- [Given entries]:
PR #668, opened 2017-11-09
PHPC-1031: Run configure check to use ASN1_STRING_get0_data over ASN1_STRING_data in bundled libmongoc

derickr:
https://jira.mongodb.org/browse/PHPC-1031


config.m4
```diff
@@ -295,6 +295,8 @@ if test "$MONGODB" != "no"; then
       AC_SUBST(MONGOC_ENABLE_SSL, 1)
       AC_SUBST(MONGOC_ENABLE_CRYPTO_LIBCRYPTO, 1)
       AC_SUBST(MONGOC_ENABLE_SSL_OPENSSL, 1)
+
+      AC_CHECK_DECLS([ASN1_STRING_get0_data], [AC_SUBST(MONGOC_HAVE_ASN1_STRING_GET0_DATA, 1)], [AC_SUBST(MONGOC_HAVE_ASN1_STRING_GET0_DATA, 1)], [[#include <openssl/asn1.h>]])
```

- [Exercise instructions]: Only these lines should appear in the reply: the one containing "https://jira.mongodb.org/browse/PHPC-1031", the last line of the data, and all lines between them, each copied exactly.

- [Task result]:
https://jira.mongodb.org/browse/PHPC-1031


config.m4
```diff
@@ -295,6 +295,8 @@ if test "$MONGODB" != "no"; then
       AC_SUBST(MONGOC_ENABLE_SSL, 1)
       AC_SUBST(MONGOC_ENABLE_CRYPTO_LIBCRYPTO, 1)
       AC_SUBST(MONGOC_ENABLE_SSL_OPENSSL, 1)
+
+      AC_CHECK_DECLS([ASN1_STRING_get0_data], [AC_SUBST(MONGOC_HAVE_ASN1_STRING_GET0_DATA, 1)], [AC_SUBST(MONGOC_HAVE_ASN1_STRING_GET0_DATA, 1)], [[#include <openssl/asn1.h>]])
```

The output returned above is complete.